If you wonder why the liberals are in a funk, why the president signed off on this agreement in virtual secrecy, why he is being criticized openly by progressives and even compared to the feckless Jimmy Carter, why there is disarray within the Democratic Party, you need look no further than the courage and prudence of Boehner. He got almost everything he wanted. But, as satisfying as such a political victory is, Boehner should be most encouraged by the opening now created. He and his allies can now begin a broader conversation about big-government liberalism and why it must be reined in. Boehner and his Republican troops have disproved an assumption held by progressives and liberals since the New Deal: that government will always grow in size and scope, that all spending increases are permanent. This is a major change.

During the debate over the debt ceiling, much was said about how our government is so divided that it is dysfunctional and how we need more bipartisanship.

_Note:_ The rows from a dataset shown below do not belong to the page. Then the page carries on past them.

PR #738, opened 2024-04-23
Disable build caching when using pocl

majosm:
Fixes #731.

PR #749, opened 2024-05-07
Disable source build cache on pocl/nvidia

matthiasdiener:
Followup of #738.

_Please squash_

### DIFF
--- a/pyopencl/__init__.py
+++ b/pyopencl/__init__.py
@@ -1550,10 +1550,6 @@ def choose_devices(interactive: Optional[bool] = None,
     :returns: a list of :class:`Device` instances.
     """
 
-    # This must be done before PoCL is actually loaded
-    from pyopencl.characterize import setup_pocl_cache_dirs
-    setup_pocl_cache_dirs()
-
     if answers is None:
         if "PYOPENCL_CTX" in os.environ:
             ctx_spec = os.environ["PYOPENCL_CTX"]
--- a/pyopencl/__init__.py
+++ b/pyopencl/__init__.py
@@ -493,8 +493,16 @@ class Program:
             cache_dir = getattr(self._context, "cache_dir", None)
 
         build_descr = None
-        if _PYOPENCL_NO_CACHE and self._prg is None:
-            build_descr = "uncached source build (cache disabled by user)"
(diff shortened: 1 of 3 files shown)


matthiasdiener:
~~[1a9ad0d](https://github.com/inducer/pyopencl/pull/749/commits/1a9ad0dc89f1d66df750f71374fcb14604eec0cd) outlines a way to ensure pocl uses PID-local caches.~~ This is ready for a first look @inducer @majosm

pyopencl/__init__.py
```diff
@@ -1540,6 +1548,10 @@ def choose_devices(interactive: Optional[bool] = None,
     :returns: a list of :class:`Device` instances.
     """
 
+    # This must be done before PoCL is actually loaded
+    from pyopencl.characterize import setup_pocl_cache_dirs
+    setup_pocl_cache_dirs()
```
inducer: Could you explain why this is here? This seems to defeat inter-run caching, which, in my book, is definitely desirable.

matthiasdiener: This is a workaround for the intermittent failures we have seen as part of #738. 

I couldn't think of a way to ensure PID-local caches that also support inter-run caching, without resorting to using MPI rank numbers (which wouldn't even help for the CI errors seen in #738).

Edit: some sources regarding caching issues in pocl: https://github.com/pocl/pocl/issues/430, https://github.com/pocl/pocl/pull/466

inducer: Before we go in this direction, I think we should engage with the pocl folks and least file an issue to see what they think about fixing concurrent access to their caches.

matthiasdiener: Reported here: https://github.com/pocl/pocl/issues/1480, including a small reproducer.

matthiasdiener: Reverted in [b368eba](https://github.com/inducer/pyopencl/pull/749/commits/b368eba29f942b3e1939489f131a3799bbfbe37e)

matthiasdiener:
This is ready for review @inducer. I have not noticed any cache concurrency issues with this PR+the new pocl version (`5.0 * _5`).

The truth is that our Constitution builds in division. If the framers of the Constitution had wanted a unified government that would quickly represent the will of the people, they would have established a regime in which its various parts were elected at the same time by the same people, as in the British Parliamentary regime, for example. It is easy to form majorities in democratic regimes. But ours is a constitutional regime. In a new world, the framers established a new order, a republican system in which each part is elected by the people, but not by the same people at the same time. Members of the House are elected in districts every two years, while senators are elected in states every six years, their elections staggered so that only a third of them begin their terms after each election cycle. Presidents are elected every four years (by the Electoral College).

Divisions are built into the Constitution so that the natural divisions that arise in a free regime might become, over time, less willful and more rational. James Madison and the others wanted "the cool and deliberate sense of the community to prevail" over an impassioned and willful majority opinion. With time, the framers thought, this system would refine and enlarge the public’s understanding of policy. Of course, this meant that large issues could not be quickly resolved; indeed, they should not be quickly resolved.

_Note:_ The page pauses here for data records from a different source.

PR #755, opened 2024-05-10
use scikit-build-core

### LINKED ISSUE #753: `pip install .` causes messy directory layout
**Describe the bug**
`pip install .` seems to write pyopencl files into the main environment:

```
$ pip install .
[...]
$ pip uninstall pyopencl
Found existing installation: pyopencl 2024.2.2
Uninstalling pyopencl-2024.2.2:
  Would remove:
    /Users/mdiener/Work/emirge/miniforge3/envs/ceesd/CITATION.cff
    /Users/mdiener/Work/emirge/miniforge3/envs/ceesd/CMakeLists.txt
    /Users/mdiener/Work/emirge/miniforge3/envs/ceesd/LICENSE
    /Users/mdiener/Work/emirge/miniforge3/envs/ceesd/Makefile.in
    /Users/mdiener/Work/emirge/miniforge3/envs/ceesd/README.rst
    /Users/mdiener/Work/emirge/miniforge3/envs/ceesd/README_SETUP.txt
    /Users/mdiener/Work/emirge/miniforge3/envs/ceesd/aksetup_helper.py
    /Users/mdiener/Work/emirge/miniforge3/envs/ceesd/configure.py
    /Users/mdiener/Work/emirge/miniforge3/envs/ceesd/contrib/cldis.py
[...]
```

**To Reproduce**
1. `$ cd pyopencl`
2. `$ pip install .`
3. `$ pip uninstall pyopencl`

**Expected behavior**
Keep the files in the `pkgs/pyopencl-*` subdirectory.

 - OS: MacOS 
  - PyOpenCL version: 2024.2.2

matthiasdiener:
This appears to fix #753.

TODO:

- [x] Nicer config summary 
- [x] Nicer way to configure?
- [x] MacOS links against Mac CL framework
- [x] Windows
- [x] pylint (#757)
- [x] update docs
- [x] undo CI changes
- [x] Pass CI on Gitlab: [Branch on Gitlab](https://gitlab.tiker.net/inducer/pyopencl/-/commits/scikit-build-core)

_Please squash_


alexfikl:
If we want to switch, why not `meson-python` instead? The numpy / scipy / matplotlib ecosystem seems to have gone that way and it's probably a good idea to follow..

matthiasdiener:
> If we want to switch, why not `meson-python` instead? The numpy / scipy / matplotlib ecosystem seems to have gone that way and it's probably a good idea to follow..

TIL, thanks! I think the main reason for using `scikit-build-core` is that it is what nanobind recommends, and it's used in their examples.

matthiasdiener:
This seems to work fine and is ready for a first look @inducer. I'm not sure what the best way to replace/reimplement the `configure.py` functionality is.

alexfikl:
> This seems to work fine and is ready for a first look @inducer. I'm not sure what the best way to replace/reimplement the `configure.py` functionality is.

What functionality exactly? Generally the configuration can be done in `CMakeLists.txt` and you can pass it arguments using
```
pip install . --config-settings='cmake.args=-DSOME_DEFINE=ON;-DOTHER=OFF'
```

pyproject.toml
```diff
@@ -1,16 +1,65 @@
...
+]
+build-backend = "scikit_build_core.build"
+
+[tool.scikit-build.cmake.define]
+PYOPENCL_TRACE = {env="CL_TRACE", default="OFF"}
+PYOPENCL_ENABLE_GL = {env="CL_ENABLE_GL", default="OFF"}
+PYOPENCL_USE_SHIPPED_EXT = {env="CL_USE_SHIPPED_EXT", default="OFF"}
+OpenCL_INCLUDE_DIR = {env="CL_INC_DIR"}
+PYOPENCL_CL_LIB_DIRS = {env="CL_LIB_DIR"}
+OpenCL_LIBRARY = {env="CL_LIBNAME"}
```
alexfikl: These should also be defined in `CMakeLists.txt` as `option(PYOPENCL_TRACE "Enable tracing functionality" OFF)`? At least that's idiomatic from what I recall..

.github/workflows/ci.yml
```diff
@@ -33,14 +33,22 @@ jobs:
...
 
                 curl -L -O https://tiker.net/ci-support-v0
                 . ci-support-v0
-                build_py_project_in_conda_env
+
+                install_conda_deps
+
+                export CL_INC_DIR="$CONDA_PREFIX/include"
+                export CL_LIB_DIR="$CONDA_PREFIX/lib"
+                export CL_LIBNAME=OpenCL
```
alexfikl: Could this logic be in `CMakeLists.txt`? Something like `if($ENV{CONDA_PREFIX}) set(CL_INC_DIR "${CONDA_PREFIX}/include")`?

matthiasdiener:
> What functionality exactly? Generally the configuration can be done in `CMakeLists.txt` and you can pass it arguments using

More specifically, I meant an easy-ish way for the user to configure the build, similar to the `configure.py` / `siteconf.py` system in the current version.


> ```
> pip install . --config-settings='cmake.args=-DSOME_DEFINE=ON;-DOTHER=OFF'
> ```

Yeah, that is an option for replacing `configure.py`. Additionally, I was thinking of providing a `siteconf.cmake` file similar to `siteconf.py`.

.github/workflows/ci.yml
matthiasdiener: I'm not sure, it feels a bit strange for the `CMakeLists.txt` file to know about conda.

inducer: I agree, but maybe the logic could be made conditional on there being an OpenCL library in the conda env? If there is, I think there is an overwhelming likelihood it should be used. And PyOpenCL's documentation talks about conda as a means to install, so it's not like the two projects are totally unrelated.

inducer:
I think ditching the `configure.py` mechanism is the right approach at this point. As long as we document the `cmake.args` way (also maybe add an entry to the changelog), I think that's OK.

.github/workflows/ci.yml
alexfikl: For context, on my system (cmake 3.29.3) there are a few cmake modules that look at `CONDA_PREFIX` in particular: `GNUInstallDirs.cmake`, `UnixPaths.cmake` and `FindPython/Support.cmake`.

So I don't think there's anything strange about teaching the build a bit more about the platform, which in this case is `conda`.

alexfikl: Also, looking at `FindOpenCL.cmake`, it seems like we can set `OCL_ROOT=$CONDA_PREFIX` to let it find the right folders itself.

matthiasdiener:
Here are the OpenCL config options that we have been discussing (all except nr. 4 should work with the current state of this PR):

1. Get path from `CONDA_PREFIX` if set
2.  ~~`siteconf.cmake`~~
3. Environment variables
4. Having some kind of `configure.py`-like frontend (that calls pip install with the right options?)
5. `pip install . --config-settings='cmake.args=-D....'`
6. Fallback: let's just have cmake try to find OpenCL

If I understood correctly, option 4 isn't really desired. Are there any other options we should add/remove? (e.g., perhaps `sieconf.cmake` isn't necessary?)


Besides the question above, this is ready for a second look (in particular, regarding the next steps).

.github/workflows/ci.yml
matthiasdiener: TIL, thanks. conda support was added in [9b3c600](https://github.com/inducer/pyopencl/pull/755/commits/9b3c6006492b298882bcb0630389382e5262cd53)

pyproject.toml
matthiasdiener: Done in [34a47d9](https://github.com/inducer/pyopencl/pull/755/commits/34a47d97e355791c8dfbf99174a0da168124482a)

matthiasdiener:
This is ready for review @inducer/@alexfikl.

.github/workflows/ci.yml
```diff
@@ -57,7 +57,7 @@ jobs:
             run: |
                 curl -L -O https://tiker.net/ci-support-v0
                 . ci-support-v0
-                ./configure.py --cl-use-shipped-ext
+                export CL_USE_SHIPPED_EXT=on
```
alexfikl, line 60: Mostly curious @inducer, why aren't the extensions enabled by default? Not very portable?

.github/workflows/ci.yml
```diff
@@ -110,8 +110,15 @@ jobs:
...
                 curl -L -O https://tiker.net/ci-support-v0
                 . ci-support-v0
-                ./configure.py --cl-use-shipped-ext
-                build_py_project_in_conda_env
+
+                install_conda_deps
+
+                export CL_USE_SHIPPED_EXT=on
+                export CL_INC_DIR="$CONDA_PREFIX/Library/include"
+                export CL_LIB_DIR="$CONDA_PREFIX/Library/lib"
```
alexfikl: Why does this still require exporting the variables here? Does cmake not find them? Might be worth adding a note somewhere if this is actual issue.

CMakeLists.txt
```diff
@@ -7,19 +7,86 @@ if (NOT SKBUILD)
...
+             )
+  if(NOT ${git_result} EQUAL 0)
+    execute_process(COMMAND git describe --long --always --dirty=*
+             OUTPUT_VARIABLE PYOPENCL_VERSION_GIT
+             OUTPUT_STRIP_TRAILING_WHITESPACE
+             )
+    set(PYOPENCL_REL "(dev)")
+  else()
+    set(PYOPENCL_REL "(release)")
+  endif()
```
alexfikl, line 125: This `PYOPENCL_REL` seems to be just for display purposes? Is it really needed?

EDIT: The `cmake` output only shows up on `pip install --verbose` anyway (right?), so this should just be a nice debug variable, which sounds good!

CMakeLists.txt
```diff
@@ -7,19 +7,86 @@ if (NOT SKBUILD)
...
+# {{{ Options
+
+option(PYOPENCL_TRACE "Enable OpenCL tracing" OFF)
+option(PYOPENCL_ENABLE_GL "Enable OpenGL interoperability" OFF)
+option(PYOPENCL_USE_SHIPPED_EXT "Use shipped CL extension header" OFF)
+set(CL_INC_DIR CACHE STRING "OpenCL include directory")
+set(CL_LIB_DIR CACHE STRING "OpenCL library directory")
+set(CL_LIBNAME CACHE STRING "OpenCL library name")
+
+if(NOT CL_INC_DIR)
```
alexfikl: I'm not sure I follow all this logic here, since it seems to overwrite the variables a few times. What's the priority order? I would expect something like
1. Whatever is passed to `cmake -DCL_LIB_DIR=/somedir` (or equivalently through pip `--config-settings`)
2. If not given, look at some standard environment variable like `OpenCL_ROOT` / `OCL_ROOT`
3. If not given, look at the environment variable `CL_LIB_DIR`.
5. If still not given, try to look at conda.
6. Let `FindOpenCL` try to find it.
7. Error!!!

It seems like this first tries to set it from `conda` (line 24) and then overwrites it with the environment variable (line 32).

CMakeLists.txt
```diff
@@ -7,19 +7,86 @@ if (NOT SKBUILD)
...
+else()
+  set(PYOPENCL_VERSION_GIT "v${PROJECT_VERSION}")
 endif()
-find_package(Python COMPONENTS Interpreter Development.Module REQUIRED)
+
+# }}}
+
+# {{{ Constrain FindPython to find the Python version used by scikit-build
+
+message(STATUS "Python_VERSION ${PYTHON_VERSION_STRING}")
```
alexfikl: Who sets `PYTHON_VERSION_STRING` and these over variables? `scikit-build-core`?

CMakeLists.txt
```diff
@@ -7,19 +7,86 @@ if (NOT SKBUILD)
...
+    set(PYOPENCL_REL "(release)")
+  endif()
+else()
+  set(PYOPENCL_VERSION_GIT "v${PROJECT_VERSION}")
 endif()
-find_package(Python COMPONENTS Interpreter Development.Module REQUIRED)
+
+# }}}
+
+# {{{ Constrain FindPython to find the Python version used by scikit-build
```
alexfikl:
```suggestion
# {{{ Constrain FindPython to find the Python version used by scikit-build-core
```
:grin:

CMakeLists.txt
```diff
@@ -39,13 +112,15 @@ execute_process(
...
+include_directories(${CL_INC_DIR} ${Python_NumPy_INCLUDE_DIRS})
 
 find_package(nanobind CONFIG REQUIRED)
-find_package(NumPy REQUIRED)
-find_package(OpenCL REQUIRED)
 
-include_directories(${OpenCL_INCLUDE_DIR} ${NumPy_INCLUDE_DIRS})
+set(OpenCL_ROOT ${CL_LIB_DIR})
+set(OpenCL_INCLUDE_DIR ${CL_INC_DIR})
+set(OpenCL_LIBRARY ${CL_LIBNAME})
```
alexfikl, line 164: Doesn't `find_package(OpenCL)` set `OpenCL_LIBRARY` as an output?

pyproject.toml
```diff
@@ -1,16 +1,57 @@
...
+pocl = [
+    "pocl_binary_distribution>=1.2",
+]
+test = [
+    "Mako",
+    "pytest>=7.0.0",
+]
+
+[project.urls]
+Homepage = "https://mathema.tician.de/software/pyopencl"
```
alexfikl, line 54:
```suggestion
[project.urls]
Homepage = "https://mathema.tician.de/software/pyopencl"
Documentation = "https://documen.tician.de/pyopencl"
Repository = "https://github.com/inducer/pyopencl"
```
? I'm not quite sure how many of these `PyPI` actually uses..

alexfikl (commented):
Looks a lot nicer! :heart: 

I'm mostly still a bit confused about the order of those `CL_LIB_DIR` and friends variables, but otherwise it's just nitpicks.

CMakeLists.txt
matthiasdiener: Good question, as far as I can tell, this part of the code isn't functional (e.g., `PYTHON_VERSION_STRING` isn't set at all). Removed in 08add61.

CMakeLists.txt
matthiasdiener: Right, this is just for the config summary shown at the end (needs `--verbose`).

.github/workflows/ci.yml
matthiasdiener: The problem is, I don't know what the OpenCL library is called on Windows, so I had to revert the commit that added conda detection on Windows: https://github.com/inducer/pyopencl/pull/755/commits/e4906a63548e646c40e20b61df0f7319568ea606

matthiasdiener: found it :-) [96814a2](https://github.com/inducer/pyopencl/pull/755/commits/96814a222df3bec7ceee1d52d9c1199a8690f8ef)

CMakeLists.txt
matthiasdiener: I think what you describe roughly matches what the implementation is (minus 2.). I'll clarify the code.

pyproject.toml
matthiasdiener: I'm fine with this, but I think @inducer should decide.

CMakeLists.txt
matthiasdiener: The effect of setting these variables is that it constrains FindOpenCL below to the options selected by the user.

CMakeLists.txt
matthiasdiener: [4ebf7e9](https://github.com/inducer/pyopencl/pull/755/commits/4ebf7e9468d2a13c829e82fe2ce30717acd0bcc3) clarifies this hopefully. The order of precedence currently is:

1. Whatever is passed as a CMake option, e.g. via `pip --config-settings`
2. If not given, look at the environment variables `CL_INC_DIR`, `CL_LIB_DIR`, `CL_LIBNAME`
3. If not, try looking at `CONDA_PREFIX`
4. If not, let `FindOpenCL` find it in its default locations (this can work if OpenCL is installed system-wide, like on MacOS).
5. If not, error.

CMakeLists.txt
alexfikl: Ah, that's cool! I thought `find_library(OpenCL_LIBRARY ...)` would overwrite the variable, but apparently it just skips the search. Thanks!

CMakeLists.txt
alexfikl: This looks good to me now!

I only mentioned the `OCL_ROOT` variable because the version of `FindOpenCL` on my system (cmake `3.29.3`) has a `ENV OCL_ROOT` in the `find_library` hints, so I assumed that may be a more general variable.

alexfikl (approved):

CMakeLists.txt
```diff
@@ -1,35 +1,126 @@
-cmake_minimum_required(VERSION 3.17...3.22)
+cmake_minimum_required(VERSION 3.17...3.26)
```
alexfikl, line 1: Is the upper bound necessary here? It doesn't seem like cmake complains about this, so not quite sure what it's for..

CMakeLists.txt
```diff
@@ -1,35 +1,126 @@
...
+
+project(pyopencl LANGUAGES CXX)
```
alexfikl:
```suggestion
project(pyopencl LANGUAGES CXX VERSION ${SKBUILD_PROJECT_VERSION})
```
? I think `PROJECT_VERSION` is used below and it would be empty otherwise.

CMakeLists.txt
matthiasdiener: This was copied from the nanobind example. Like you said, I think this has no real effect in practice.

CMakeLists.txt
matthiasdiener: Great catch, thanks!

.github/workflows/ci.yml
inducer: Technically, each system is supposed to have an up-to-date header describing its available CL extensions. That could include extensions that aren't known upstream. Practically, those headers are often out of date and barely maintained. Still, the correct approach is to rely on the system header. Using a shipped header is at best a stopgap.

alexfikl: Ah, I see. Thank you for explaining!

inducer:
I've pushed the branch to Gitlab to check CI there (added a link to the description for easy access). While `main` currently doesn't pass on Gitlab either :cry:, there are some issues there that might merit a look, particularly the downstream failures.

matthiasdiener:
> I've pushed the branch to Gitlab to check CI there (added a link to the description for easy access). While `main` currently doesn't pass on Gitlab either 😢, there are some issues there that might merit a look, particularly the downstream failures.

I think the 'downstream' Gitlab tests should be fixed now ('examples'/'K40' tests fail with `main` on Gitlab too), but I don't see a way to retrigger the CI run on Gitlab.

matthiasdiener:
Not sure what's going on with the boxtree test (failure seems to be spurious?), but gitlab tests seem to be fixed.

inducer:
We can't really get a clean test run on Gitlab because of https://github.com/inducer/pytools/issues/227, so I'll put this on hold until we can.

inducer:
Nvm, we can, now that the release is yanked.

inducer:
LGTM. Thanks for making this happen. Let's do it!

The election of Reagan in 1980, along with the first Republican Senate majority since 1954, alerted us to divisions in the American electorate that had been muffled during the prior 50 years. Since then, noisy debates have continued, with Republicans losing the Senate, then regaining it, then gaining the House, then losing it, and so on. We need a few more electoral cycles—and continued persuasive conversation from the Republicans—to see whether this opening toward smaller government will be the next unifying wave in American politics. Let us hope so, as we continue to share Madison’s "honorable determination … to rest all our political experiments on the capacity of mankind for self-government."

Peter W. Schramm is the Executive Director of the Ashbrook Center and a Professor of Political Science at Ashland University.